WHAT IS BEING ASKED -
In the material below, the required lines run from the one containing "clarkdo: I think" through the one containing "clarkdo: I removed". Copy those lines exactly, ends included, and nothing else.

RECORDS TO PROCESS -
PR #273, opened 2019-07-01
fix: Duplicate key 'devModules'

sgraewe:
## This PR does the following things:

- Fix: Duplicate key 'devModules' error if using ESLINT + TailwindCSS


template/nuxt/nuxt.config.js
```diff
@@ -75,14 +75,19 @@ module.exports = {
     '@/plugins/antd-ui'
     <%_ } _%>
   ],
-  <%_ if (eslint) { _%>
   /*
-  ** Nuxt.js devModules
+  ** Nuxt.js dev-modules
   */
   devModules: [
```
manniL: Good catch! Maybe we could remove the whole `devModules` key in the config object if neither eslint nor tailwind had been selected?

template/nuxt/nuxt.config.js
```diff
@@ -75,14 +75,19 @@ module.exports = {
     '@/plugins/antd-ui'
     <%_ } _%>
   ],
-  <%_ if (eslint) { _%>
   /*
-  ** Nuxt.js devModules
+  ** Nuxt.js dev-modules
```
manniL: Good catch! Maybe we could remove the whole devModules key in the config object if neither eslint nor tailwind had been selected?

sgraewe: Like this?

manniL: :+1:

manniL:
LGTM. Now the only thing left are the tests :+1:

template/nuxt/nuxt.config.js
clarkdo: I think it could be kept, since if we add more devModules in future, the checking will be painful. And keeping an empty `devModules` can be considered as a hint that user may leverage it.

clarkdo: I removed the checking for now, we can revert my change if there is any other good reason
--
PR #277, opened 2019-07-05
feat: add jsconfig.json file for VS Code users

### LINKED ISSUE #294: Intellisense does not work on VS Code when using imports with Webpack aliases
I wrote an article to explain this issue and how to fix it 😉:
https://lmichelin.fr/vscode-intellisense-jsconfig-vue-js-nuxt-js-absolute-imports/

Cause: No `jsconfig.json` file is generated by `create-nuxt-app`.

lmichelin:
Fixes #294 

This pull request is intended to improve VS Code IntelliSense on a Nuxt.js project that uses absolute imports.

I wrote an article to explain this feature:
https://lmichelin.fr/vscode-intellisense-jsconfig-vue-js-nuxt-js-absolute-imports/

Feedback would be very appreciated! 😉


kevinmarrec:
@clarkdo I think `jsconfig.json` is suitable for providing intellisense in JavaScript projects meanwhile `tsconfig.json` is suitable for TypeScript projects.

ANSWER SECTION -
clarkdo: I think it could be kept, since if we add more devModules in future, the checking will be painful. And keeping an empty `devModules` can be considered as a hint that user may leverage it.

clarkdo: I removed the checking for now, we can revert my change if there is any other good reason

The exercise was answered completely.